Portrait of the Month | June 2014

May 31, 2014  •  2 Comments

Taking portraits in bright sunlight is tricky!

Up until now I've been spoilt for choice as far lighting the photographs for my Portrait of the Month project. The previous images have either been shot indoors or under a cloudy sky. Overcast days are ideal lighting conditions for a flattering portrait - no harsh shadows, no featureless skies and no glare to blind me or my subject.

On 1 April I met up with Emma on London Bridge on a bright sunny day after she bravely agreed to be my Portrait of the Month for June 2014. I say 'bravely' because she admits to not liking photographs of herself. Emma co-founded the London Photo Festival in 2011 which enables photographers to exhibit and sell their work without having to go through an evaluation process. Our first meeting was a virtual one when my project was featured on the London Photo Festival blog in February.

I arrived on London Bridge ahead of Emma to see what the light was like and positioned her so that the sun lit her hair from behind, while a bare speedlight in my left hand held at arms length, at 1/32 power acted as a fill light.

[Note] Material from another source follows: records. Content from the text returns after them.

PR #2112, opened 2019-10-28
FileFromFS

nikandfor:
I was missing feature of Serving file from `http.FileSystem`.

Use cases:
* Serve file by alias without redirection and opening file by hands.
* Return help page on root of `/api/` handlers.
* Choose `FileSystem` dynamically.


nikandfor:
Hi! I'm just remembering about my PR)

thinkerou:
need @appleboy review the PR, thanks1

baurine:
Hi @nikandfor , can you help add more detail for this part:

```
	var fs http.FileSystem = // ...
	router.GET("/fs/file", func(c *gin.Context) {
		c.FileFromFS("fs/file.go", fs)
	})
```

This was essentialy to light her eyes as my mentor had previously pointed out the darkened eye sockets in some of my portraits taken in natural light. I used my favourite 85mm lens with camera settings at 1/640, f/4, 200 ISO and I created a lighting diagram using the Strobox iPhone app to track what I did.

Emma and I talked about what this project has taught me about taking portraits and since I've reached the halfway point, I thought this was as good a time as any to reflect:

  • We all see ourselves differently so when people tell me they don't like having their picture taken, I now ask them what it is they don't like rather than try to second guess. I don't believe physical 'flaws' (whether actual or perceived) should be removed because they are what characterises us, but I will do my best to pose and light a person so as not to draw undue attention to them;
  • It's important to talk to your subject during the photoshoot, ideally not about photography either. With any luck they will be distracted enough to relax and display natural, relaxed facial expressions and body language.
  • One of my photographs was penalised in a recent competition because the judges felt the subject lacked expression. This made me realise that, when taken out of context, expression can be misinterpreted;
  • There is no 'one size fits all' when it comes to posing - Some poses just don't work for everyone;
  • Planning is key. Even if adaptations need to be made on the day, having a loose structure in place means less faffing around.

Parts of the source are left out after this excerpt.